PR #121, opened 2026-05-09
feat(query-params): preserve multi-value query parameters (LAB-2110)

santiago-praetorian:
## Summary

Closes [LAB-2110](https://linear.app/praetorianlabs/issue/LAB-2110/support-multi-value-query-parameters-in-capture-and-openapi-generation).

Vespasian was discarding all but the first value when a query parameter appeared more than once (e.g. `?tag=a&tag=b`). This PR widens `ObservedRequest.QueryParams` from `map[string]string` to `map[string][]string` and propagates the change through capture, import, classification, and OpenAPI generation.

## What changed

**Producers** now assign `u.Query()` directly (since `url.Values` is already `map[string][]string`):

- `pkg/crawl/crawler.go` (`MapResult`)
- `pkg/crawl/network.go` (`mapNetworkToObservedRequest`)
- `pkg/crawl/forms.go` (POST + GET form discovery)
- `pkg/importer/helpers.go` (`extractQueryParams`)

**Classification** — `pkg/classify/classifier.go`:
- New exported `MergeUniqueOrdered(a, b []string) []string` helper.
- `Deduplicate` now merges multi-value params with **order-preserving union**: when two observations of the same endpoint share a key, all distinct values are kept in first-seen order, deduped.

**OpenAPI generation** — `pkg/generate/rest/openapi.go`:
- `buildOperation` detects multi-value via a `multiValueSeen` flag set if any observation of a parameter has `len(values) > 1`.
- Multi-value params emit:
  ```yaml
  schema:
    type: array
    items: { type: <inferred> }
  style: form
  explode: true
  ```
- Single-value params keep the existing scalar emission (no `style`/`explode`).
- New `inferQueryParamItemsType(values []string) string` mirrors `inferQueryParamType`'s precedence: integer → number → boolean → string.

**Test fixtures** — `test/fixtures/expected-har-duplicates-capture.json` previously documented the broken behavior (`sort=price` only); the fixture now correctly preserves both `sort=price` and `sort=name`.

## Breaking change

The on-disk shape of `capture.json`'s `query_params` field changes:

```diff
- "query_params": {"page": "1", "tag": "a"}
+ "query_params": {"page": ["1"], "tag": ["a","b"]}
```

Capture files generated by previous versions of Vespasian **must be regenerated**. README updated with an operator note. No custom `UnmarshalJSON` was added — `capture.json` is an intermediate artifact between capture and generation, not a long-lived asset.

## New tests

- `TestMapResult_MultiValueQueryParam`
- `TestMapNetworkToObservedRequest_MultiValueQueryParam`
- `TestBurpImporter_QueryParams_MultiValue`, `TestHARImporter_QueryParams_MultiValue`, `TestMitmproxyImporter_QueryParams_MultiValue`
- `TestDeduplicate_MergesMultiValueQueryParams`
- `TestMergeUniqueOrdered` (5 cases: nil/nil, a-nil, b-nil, overlap, b-with-self-dupes)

== Work instructions ==
With the line containing "## New tests" as the first and the last line above as the final one, copy those lines exactly and no others.

== Exercise solution ==
## New tests

- `TestMapResult_MultiValueQueryParam`
- `TestMapNetworkToObservedRequest_MultiValueQueryParam`
- `TestBurpImporter_QueryParams_MultiValue`, `TestHARImporter_QueryParams_MultiValue`, `TestMitmproxyImporter_QueryParams_MultiValue`
- `TestDeduplicate_MergesMultiValueQueryParams`
- `TestMergeUniqueOrdered` (5 cases: nil/nil, a-nil, b-nil, overlap, b-with-self-dupes)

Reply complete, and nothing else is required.